START Source data

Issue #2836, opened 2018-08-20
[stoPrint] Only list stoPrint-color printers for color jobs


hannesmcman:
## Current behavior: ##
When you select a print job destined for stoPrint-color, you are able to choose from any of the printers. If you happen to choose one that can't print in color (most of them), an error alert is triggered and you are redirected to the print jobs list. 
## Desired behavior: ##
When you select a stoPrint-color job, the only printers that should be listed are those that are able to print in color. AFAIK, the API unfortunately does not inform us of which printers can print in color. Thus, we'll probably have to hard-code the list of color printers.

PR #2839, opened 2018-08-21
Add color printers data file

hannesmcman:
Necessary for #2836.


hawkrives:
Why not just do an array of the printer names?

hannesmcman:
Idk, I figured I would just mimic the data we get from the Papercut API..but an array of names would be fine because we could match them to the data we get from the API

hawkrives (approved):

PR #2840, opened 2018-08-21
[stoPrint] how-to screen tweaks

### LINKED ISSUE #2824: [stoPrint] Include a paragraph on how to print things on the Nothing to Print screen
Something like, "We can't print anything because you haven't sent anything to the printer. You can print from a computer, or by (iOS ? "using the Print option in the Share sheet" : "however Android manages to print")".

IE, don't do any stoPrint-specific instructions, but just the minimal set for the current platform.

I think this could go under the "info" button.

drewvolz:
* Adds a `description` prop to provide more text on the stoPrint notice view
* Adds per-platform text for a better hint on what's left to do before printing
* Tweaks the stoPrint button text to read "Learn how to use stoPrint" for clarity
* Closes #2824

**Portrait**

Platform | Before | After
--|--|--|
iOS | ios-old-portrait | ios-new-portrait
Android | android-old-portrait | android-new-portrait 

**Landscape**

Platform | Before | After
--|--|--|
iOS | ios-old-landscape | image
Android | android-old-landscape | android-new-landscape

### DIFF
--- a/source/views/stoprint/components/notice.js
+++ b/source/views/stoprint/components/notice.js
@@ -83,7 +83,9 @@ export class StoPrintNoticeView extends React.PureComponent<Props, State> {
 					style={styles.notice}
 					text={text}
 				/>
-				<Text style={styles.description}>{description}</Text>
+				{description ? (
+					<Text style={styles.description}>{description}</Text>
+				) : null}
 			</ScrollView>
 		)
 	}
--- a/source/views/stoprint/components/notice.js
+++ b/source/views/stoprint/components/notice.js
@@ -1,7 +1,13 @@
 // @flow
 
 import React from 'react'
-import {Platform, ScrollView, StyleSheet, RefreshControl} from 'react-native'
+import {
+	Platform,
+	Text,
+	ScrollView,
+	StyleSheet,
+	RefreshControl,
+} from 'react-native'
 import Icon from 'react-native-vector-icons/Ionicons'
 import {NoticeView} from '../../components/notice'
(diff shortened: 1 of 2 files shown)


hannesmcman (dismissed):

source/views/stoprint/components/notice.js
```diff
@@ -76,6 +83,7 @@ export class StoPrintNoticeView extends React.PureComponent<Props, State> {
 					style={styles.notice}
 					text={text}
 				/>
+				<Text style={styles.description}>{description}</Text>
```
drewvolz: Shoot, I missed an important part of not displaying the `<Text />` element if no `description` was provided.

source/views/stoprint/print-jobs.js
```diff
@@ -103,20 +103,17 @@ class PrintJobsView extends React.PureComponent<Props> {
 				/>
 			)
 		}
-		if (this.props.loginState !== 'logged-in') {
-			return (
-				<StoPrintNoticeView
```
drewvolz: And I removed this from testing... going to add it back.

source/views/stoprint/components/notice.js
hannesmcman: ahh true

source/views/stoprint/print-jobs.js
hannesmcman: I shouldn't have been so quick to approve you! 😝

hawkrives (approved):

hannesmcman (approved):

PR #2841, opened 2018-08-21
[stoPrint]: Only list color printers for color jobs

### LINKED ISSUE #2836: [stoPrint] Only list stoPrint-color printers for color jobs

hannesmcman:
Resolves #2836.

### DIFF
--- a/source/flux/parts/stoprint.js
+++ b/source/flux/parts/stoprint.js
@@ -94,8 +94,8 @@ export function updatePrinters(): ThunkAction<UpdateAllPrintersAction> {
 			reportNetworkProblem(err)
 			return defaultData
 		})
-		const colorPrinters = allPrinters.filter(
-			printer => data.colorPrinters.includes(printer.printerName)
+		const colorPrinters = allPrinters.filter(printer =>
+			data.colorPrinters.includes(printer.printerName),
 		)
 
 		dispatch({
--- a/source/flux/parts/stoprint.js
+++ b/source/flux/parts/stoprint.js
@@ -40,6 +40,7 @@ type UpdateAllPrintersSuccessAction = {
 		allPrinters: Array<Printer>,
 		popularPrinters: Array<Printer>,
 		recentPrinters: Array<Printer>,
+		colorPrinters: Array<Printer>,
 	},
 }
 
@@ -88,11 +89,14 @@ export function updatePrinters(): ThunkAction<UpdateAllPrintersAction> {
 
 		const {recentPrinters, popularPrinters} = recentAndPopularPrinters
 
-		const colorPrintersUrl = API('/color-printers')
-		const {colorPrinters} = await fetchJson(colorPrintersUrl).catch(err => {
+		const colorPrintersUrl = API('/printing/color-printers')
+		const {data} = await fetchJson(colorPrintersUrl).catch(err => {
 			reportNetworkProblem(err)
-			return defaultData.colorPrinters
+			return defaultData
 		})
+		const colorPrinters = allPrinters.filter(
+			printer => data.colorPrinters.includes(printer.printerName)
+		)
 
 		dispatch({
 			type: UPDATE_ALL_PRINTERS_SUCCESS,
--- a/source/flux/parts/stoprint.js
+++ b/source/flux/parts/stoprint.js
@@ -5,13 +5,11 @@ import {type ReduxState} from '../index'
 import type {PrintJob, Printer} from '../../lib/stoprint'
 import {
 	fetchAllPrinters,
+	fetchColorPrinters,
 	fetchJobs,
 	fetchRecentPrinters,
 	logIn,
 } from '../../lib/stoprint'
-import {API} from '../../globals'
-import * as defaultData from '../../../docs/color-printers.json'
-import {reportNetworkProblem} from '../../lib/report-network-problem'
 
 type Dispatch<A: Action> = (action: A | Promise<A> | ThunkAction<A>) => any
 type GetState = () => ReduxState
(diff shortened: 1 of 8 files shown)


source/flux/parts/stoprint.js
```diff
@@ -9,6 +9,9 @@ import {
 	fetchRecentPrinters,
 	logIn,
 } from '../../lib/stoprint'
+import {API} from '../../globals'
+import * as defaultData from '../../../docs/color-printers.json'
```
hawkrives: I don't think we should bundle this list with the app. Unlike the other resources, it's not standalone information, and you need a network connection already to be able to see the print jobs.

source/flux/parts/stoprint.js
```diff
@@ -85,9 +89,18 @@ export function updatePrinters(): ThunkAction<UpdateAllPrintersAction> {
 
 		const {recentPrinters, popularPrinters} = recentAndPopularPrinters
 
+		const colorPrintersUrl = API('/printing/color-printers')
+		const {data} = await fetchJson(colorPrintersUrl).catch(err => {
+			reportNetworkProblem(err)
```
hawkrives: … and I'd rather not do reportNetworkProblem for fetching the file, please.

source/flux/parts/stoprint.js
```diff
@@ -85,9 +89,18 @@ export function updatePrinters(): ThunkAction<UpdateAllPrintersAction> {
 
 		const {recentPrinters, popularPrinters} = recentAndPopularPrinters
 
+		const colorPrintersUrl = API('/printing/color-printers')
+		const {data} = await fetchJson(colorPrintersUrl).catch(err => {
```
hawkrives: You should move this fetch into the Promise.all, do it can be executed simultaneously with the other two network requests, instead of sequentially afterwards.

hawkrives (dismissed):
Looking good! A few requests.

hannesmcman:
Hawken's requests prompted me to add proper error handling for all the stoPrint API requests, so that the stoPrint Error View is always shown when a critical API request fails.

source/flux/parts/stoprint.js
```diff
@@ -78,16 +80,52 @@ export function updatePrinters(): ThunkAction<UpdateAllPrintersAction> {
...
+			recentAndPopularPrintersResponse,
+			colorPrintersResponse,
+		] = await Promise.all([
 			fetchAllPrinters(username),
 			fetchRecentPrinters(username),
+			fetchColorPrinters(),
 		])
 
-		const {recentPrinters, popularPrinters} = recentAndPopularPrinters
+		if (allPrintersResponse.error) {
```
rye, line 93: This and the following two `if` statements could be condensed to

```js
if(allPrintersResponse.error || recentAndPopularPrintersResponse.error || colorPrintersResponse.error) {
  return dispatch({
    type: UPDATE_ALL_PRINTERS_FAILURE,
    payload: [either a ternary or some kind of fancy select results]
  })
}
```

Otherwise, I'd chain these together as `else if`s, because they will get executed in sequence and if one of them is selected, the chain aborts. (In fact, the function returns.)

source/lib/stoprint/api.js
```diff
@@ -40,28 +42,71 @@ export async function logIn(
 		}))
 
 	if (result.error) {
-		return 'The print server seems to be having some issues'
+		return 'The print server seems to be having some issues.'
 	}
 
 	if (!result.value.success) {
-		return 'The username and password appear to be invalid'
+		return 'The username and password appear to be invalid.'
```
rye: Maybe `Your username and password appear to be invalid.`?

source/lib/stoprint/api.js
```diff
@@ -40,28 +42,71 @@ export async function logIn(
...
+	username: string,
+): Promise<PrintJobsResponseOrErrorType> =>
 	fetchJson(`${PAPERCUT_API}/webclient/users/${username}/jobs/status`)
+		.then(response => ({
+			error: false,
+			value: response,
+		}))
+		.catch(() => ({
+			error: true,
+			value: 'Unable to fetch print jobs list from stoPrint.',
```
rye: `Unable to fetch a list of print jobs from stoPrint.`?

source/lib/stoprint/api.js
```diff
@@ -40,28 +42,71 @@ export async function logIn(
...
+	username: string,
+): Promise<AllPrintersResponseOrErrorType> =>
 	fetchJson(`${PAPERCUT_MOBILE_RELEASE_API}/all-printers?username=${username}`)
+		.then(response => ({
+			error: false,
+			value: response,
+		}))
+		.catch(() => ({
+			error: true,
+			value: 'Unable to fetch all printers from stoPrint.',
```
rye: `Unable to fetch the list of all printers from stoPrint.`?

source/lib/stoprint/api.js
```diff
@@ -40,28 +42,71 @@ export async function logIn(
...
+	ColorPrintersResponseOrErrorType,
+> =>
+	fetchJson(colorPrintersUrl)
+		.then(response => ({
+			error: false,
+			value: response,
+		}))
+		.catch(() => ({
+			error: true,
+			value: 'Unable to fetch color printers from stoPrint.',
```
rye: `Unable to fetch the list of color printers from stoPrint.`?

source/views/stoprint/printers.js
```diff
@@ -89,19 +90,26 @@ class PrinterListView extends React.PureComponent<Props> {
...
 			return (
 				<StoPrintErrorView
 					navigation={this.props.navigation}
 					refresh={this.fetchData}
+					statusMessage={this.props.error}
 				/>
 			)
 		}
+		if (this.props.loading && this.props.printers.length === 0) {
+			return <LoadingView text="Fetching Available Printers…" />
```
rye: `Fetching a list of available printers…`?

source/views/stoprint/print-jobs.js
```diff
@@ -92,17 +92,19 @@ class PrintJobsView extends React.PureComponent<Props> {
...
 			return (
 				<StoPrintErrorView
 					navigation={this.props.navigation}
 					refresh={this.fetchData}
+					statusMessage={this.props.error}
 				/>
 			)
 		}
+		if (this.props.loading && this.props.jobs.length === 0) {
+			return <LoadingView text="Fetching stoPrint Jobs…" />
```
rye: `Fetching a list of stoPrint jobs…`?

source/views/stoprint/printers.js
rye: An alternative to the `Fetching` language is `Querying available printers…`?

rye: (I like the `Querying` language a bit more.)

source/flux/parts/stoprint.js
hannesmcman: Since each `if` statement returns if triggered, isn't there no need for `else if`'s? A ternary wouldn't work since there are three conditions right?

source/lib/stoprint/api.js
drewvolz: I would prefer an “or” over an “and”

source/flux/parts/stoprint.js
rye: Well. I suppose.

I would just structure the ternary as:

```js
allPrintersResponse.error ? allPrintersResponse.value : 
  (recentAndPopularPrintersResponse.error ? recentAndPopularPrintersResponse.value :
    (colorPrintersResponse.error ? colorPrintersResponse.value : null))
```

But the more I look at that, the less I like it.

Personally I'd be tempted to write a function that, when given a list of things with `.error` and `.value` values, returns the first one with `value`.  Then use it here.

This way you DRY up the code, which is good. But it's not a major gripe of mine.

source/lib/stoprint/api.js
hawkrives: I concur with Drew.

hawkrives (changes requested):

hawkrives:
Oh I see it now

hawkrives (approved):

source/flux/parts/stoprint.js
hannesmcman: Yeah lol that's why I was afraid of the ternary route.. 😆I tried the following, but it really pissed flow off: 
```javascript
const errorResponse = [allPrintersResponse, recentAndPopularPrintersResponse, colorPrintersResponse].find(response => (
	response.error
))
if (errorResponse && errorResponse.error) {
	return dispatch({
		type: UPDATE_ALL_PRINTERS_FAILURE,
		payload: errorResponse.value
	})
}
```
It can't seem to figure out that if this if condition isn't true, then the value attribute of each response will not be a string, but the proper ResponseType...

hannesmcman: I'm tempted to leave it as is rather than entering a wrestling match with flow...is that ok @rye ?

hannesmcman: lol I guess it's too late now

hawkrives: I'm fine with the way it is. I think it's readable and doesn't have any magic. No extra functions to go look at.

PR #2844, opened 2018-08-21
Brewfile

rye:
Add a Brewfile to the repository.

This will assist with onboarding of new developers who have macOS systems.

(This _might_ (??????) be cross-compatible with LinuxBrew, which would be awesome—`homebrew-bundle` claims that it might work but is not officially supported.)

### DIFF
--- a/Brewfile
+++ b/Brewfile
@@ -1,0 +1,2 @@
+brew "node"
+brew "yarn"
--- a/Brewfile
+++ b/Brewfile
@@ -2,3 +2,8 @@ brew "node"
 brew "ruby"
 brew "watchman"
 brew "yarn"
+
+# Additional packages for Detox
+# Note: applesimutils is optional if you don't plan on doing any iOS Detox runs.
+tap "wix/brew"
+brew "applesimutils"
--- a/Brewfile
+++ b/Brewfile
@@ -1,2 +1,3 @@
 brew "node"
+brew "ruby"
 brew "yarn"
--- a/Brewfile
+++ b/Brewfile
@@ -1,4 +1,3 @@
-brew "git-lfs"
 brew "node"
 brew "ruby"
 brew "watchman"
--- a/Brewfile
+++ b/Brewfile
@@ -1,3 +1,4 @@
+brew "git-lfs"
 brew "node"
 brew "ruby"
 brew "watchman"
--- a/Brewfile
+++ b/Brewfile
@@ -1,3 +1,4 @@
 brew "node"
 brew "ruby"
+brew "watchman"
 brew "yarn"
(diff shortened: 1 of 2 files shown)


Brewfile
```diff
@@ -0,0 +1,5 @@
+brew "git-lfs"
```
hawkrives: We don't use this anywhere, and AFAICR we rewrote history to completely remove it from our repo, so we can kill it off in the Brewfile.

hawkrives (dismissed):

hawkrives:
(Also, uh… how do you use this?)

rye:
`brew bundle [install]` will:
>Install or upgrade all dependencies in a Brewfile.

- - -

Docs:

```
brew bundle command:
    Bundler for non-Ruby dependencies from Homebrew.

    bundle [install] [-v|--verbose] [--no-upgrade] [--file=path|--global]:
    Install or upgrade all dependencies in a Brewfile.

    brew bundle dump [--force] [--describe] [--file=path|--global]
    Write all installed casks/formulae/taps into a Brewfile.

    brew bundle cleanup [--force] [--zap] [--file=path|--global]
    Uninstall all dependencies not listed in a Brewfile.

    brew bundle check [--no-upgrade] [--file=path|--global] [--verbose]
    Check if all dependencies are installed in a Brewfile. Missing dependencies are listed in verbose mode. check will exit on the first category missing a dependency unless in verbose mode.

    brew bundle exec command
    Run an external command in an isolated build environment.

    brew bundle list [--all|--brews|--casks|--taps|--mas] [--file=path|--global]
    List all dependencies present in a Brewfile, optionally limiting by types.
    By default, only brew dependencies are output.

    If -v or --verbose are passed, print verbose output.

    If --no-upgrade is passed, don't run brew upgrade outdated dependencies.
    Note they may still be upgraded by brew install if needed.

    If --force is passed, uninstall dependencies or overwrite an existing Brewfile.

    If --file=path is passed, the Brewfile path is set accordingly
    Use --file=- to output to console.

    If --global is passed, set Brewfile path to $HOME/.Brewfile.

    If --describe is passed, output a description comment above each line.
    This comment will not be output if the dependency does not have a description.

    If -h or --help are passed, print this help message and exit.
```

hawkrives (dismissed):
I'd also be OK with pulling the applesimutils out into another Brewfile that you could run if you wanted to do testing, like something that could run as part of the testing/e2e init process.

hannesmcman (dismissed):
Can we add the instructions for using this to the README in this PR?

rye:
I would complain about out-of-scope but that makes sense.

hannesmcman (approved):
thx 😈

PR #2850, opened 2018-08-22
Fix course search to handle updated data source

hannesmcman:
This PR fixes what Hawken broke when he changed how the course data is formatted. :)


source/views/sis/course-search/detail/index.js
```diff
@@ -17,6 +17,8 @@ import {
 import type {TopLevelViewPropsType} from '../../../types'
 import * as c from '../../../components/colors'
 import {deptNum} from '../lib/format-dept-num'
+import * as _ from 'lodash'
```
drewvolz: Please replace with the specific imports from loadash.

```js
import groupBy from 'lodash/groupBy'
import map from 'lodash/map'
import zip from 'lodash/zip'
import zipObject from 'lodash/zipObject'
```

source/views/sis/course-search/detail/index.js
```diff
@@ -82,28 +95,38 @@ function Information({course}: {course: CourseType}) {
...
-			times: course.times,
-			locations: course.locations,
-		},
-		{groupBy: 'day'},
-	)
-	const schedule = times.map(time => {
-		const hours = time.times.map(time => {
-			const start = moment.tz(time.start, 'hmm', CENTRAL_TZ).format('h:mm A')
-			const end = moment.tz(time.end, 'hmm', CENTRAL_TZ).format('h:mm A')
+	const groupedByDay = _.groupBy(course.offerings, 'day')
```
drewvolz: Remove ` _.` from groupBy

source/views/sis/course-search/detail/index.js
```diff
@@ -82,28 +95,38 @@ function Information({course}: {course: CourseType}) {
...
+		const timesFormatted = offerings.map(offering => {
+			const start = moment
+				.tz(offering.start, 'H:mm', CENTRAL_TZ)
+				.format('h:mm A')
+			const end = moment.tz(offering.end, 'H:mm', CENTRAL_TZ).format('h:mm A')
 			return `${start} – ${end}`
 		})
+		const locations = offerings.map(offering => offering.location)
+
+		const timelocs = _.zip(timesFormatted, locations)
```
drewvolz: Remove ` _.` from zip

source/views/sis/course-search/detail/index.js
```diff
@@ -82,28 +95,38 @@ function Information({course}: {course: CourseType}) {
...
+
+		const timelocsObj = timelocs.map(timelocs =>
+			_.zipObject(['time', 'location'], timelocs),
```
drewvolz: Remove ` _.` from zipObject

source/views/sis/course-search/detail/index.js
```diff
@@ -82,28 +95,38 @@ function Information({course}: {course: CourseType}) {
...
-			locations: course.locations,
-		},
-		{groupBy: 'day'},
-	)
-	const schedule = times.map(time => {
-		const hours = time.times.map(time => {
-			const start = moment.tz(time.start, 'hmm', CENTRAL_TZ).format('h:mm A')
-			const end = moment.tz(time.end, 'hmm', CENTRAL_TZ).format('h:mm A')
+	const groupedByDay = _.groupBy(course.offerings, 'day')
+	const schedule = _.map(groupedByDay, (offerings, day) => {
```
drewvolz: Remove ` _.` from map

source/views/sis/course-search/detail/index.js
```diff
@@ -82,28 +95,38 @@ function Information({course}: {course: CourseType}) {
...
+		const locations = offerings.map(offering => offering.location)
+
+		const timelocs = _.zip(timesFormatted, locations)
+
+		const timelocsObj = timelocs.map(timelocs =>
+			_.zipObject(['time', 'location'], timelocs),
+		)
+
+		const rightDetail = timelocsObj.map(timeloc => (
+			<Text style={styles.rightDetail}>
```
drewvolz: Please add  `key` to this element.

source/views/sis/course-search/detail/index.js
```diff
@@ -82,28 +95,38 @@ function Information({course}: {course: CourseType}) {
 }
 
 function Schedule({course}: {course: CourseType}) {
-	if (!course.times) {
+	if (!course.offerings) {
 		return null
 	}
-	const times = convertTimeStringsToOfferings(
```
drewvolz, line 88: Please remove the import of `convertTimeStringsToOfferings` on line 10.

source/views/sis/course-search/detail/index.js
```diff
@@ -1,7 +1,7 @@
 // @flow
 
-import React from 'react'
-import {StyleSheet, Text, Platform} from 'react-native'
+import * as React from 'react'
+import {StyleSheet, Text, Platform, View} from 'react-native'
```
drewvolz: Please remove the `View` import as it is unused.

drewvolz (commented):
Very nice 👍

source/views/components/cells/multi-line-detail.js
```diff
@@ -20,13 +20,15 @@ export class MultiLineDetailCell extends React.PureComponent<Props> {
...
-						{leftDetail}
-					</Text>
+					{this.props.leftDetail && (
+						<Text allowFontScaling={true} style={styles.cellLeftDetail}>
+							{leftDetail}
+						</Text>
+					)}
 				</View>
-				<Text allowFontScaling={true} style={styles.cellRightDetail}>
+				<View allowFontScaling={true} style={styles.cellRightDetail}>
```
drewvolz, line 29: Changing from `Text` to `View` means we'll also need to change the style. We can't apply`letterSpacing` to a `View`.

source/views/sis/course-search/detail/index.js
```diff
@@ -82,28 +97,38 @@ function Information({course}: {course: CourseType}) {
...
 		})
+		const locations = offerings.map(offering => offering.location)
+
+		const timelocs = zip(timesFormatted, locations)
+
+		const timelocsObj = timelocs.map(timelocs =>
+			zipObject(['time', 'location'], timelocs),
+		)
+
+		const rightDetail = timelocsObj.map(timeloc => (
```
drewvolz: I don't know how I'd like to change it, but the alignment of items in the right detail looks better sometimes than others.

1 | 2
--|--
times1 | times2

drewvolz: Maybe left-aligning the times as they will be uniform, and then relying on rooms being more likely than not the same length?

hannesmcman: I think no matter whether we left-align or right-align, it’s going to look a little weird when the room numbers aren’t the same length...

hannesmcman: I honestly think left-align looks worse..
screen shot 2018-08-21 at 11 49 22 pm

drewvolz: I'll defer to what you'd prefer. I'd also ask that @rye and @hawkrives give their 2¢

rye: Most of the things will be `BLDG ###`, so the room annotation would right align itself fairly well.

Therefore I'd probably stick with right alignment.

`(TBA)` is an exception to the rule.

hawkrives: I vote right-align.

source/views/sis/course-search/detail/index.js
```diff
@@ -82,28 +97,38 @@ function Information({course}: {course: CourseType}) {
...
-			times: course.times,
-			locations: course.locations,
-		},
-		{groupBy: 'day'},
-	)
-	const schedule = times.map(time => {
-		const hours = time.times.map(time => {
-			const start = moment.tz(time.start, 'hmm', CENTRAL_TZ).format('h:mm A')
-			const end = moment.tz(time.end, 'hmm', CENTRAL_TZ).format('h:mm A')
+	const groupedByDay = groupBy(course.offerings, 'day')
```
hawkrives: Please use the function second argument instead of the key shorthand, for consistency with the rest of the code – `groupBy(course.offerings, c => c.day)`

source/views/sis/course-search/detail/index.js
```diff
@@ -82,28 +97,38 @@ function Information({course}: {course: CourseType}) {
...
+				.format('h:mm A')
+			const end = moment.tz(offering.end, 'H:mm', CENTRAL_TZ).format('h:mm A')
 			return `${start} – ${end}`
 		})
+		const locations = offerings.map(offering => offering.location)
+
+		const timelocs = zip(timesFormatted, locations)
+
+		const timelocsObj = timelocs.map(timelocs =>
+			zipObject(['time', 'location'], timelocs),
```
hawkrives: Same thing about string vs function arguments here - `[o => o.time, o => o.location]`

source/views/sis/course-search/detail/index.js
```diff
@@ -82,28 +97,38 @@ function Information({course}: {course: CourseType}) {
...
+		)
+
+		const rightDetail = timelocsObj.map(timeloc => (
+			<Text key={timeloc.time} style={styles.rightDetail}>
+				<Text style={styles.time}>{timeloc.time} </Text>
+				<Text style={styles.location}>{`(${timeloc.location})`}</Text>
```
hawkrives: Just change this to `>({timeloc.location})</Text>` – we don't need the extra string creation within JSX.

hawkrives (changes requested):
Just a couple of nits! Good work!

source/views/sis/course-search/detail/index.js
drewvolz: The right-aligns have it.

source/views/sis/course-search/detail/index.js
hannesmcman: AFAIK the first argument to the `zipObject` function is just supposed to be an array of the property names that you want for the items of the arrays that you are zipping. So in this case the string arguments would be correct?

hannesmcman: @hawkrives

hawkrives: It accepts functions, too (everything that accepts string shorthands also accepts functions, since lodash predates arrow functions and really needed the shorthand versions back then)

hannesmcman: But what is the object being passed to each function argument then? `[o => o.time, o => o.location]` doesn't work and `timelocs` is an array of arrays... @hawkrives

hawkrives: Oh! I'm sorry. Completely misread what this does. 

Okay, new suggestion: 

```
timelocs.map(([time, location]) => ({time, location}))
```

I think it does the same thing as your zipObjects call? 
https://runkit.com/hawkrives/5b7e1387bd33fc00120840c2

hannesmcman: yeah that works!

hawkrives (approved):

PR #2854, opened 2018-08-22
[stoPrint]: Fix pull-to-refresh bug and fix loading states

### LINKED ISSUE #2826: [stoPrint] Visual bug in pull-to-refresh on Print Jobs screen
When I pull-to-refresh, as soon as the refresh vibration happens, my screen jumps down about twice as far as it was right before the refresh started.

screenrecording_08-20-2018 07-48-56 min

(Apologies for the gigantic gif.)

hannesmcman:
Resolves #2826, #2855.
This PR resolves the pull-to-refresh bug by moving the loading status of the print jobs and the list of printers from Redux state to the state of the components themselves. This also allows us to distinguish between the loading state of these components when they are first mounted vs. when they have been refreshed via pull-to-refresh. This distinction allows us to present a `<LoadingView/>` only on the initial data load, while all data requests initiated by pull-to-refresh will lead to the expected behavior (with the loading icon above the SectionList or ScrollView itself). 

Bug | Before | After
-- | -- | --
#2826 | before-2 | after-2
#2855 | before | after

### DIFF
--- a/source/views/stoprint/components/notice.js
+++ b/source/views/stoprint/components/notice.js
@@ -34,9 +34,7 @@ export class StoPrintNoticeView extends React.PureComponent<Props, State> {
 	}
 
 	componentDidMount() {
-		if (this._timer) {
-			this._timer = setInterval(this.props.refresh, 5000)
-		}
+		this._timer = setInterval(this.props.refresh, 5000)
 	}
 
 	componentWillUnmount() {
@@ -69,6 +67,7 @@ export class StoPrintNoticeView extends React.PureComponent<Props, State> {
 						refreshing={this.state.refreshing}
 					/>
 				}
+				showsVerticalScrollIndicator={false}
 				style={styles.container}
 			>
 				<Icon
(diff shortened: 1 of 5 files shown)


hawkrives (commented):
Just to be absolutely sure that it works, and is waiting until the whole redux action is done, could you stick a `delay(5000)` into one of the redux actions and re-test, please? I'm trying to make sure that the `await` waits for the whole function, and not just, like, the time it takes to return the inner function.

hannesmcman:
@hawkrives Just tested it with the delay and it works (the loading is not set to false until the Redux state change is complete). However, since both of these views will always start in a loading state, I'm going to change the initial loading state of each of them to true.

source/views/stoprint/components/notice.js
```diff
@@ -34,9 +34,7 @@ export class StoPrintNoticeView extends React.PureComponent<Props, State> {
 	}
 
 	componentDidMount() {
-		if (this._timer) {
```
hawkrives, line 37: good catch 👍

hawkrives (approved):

END Source data

- [Required action]
Please transcribe the records exactly from their first line through the line holding "### LINKED ISSUE #2824: [stoPrint]", and leave out all others.

- [Expected output]
Issue #2836, opened 2018-08-20
[stoPrint] Only list stoPrint-color printers for color jobs


hannesmcman:
## Current behavior: ##
When you select a print job destined for stoPrint-color, you are able to choose from any of the printers. If you happen to choose one that can't print in color (most of them), an error alert is triggered and you are redirected to the print jobs list. 
## Desired behavior: ##
When you select a stoPrint-color job, the only printers that should be listed are those that are able to print in color. AFAIK, the API unfortunately does not inform us of which printers can print in color. Thus, we'll probably have to hard-code the list of color printers.

PR #2839, opened 2018-08-21
Add color printers data file

hannesmcman:
Necessary for #2836.


hawkrives:
Why not just do an array of the printer names?

hannesmcman:
Idk, I figured I would just mimic the data we get from the Papercut API..but an array of names would be fine because we could match them to the data we get from the API

hawkrives (approved):

PR #2840, opened 2018-08-21
[stoPrint] how-to screen tweaks

### LINKED ISSUE #2824: [stoPrint] Include a paragraph on how to print things on the Nothing to Print screen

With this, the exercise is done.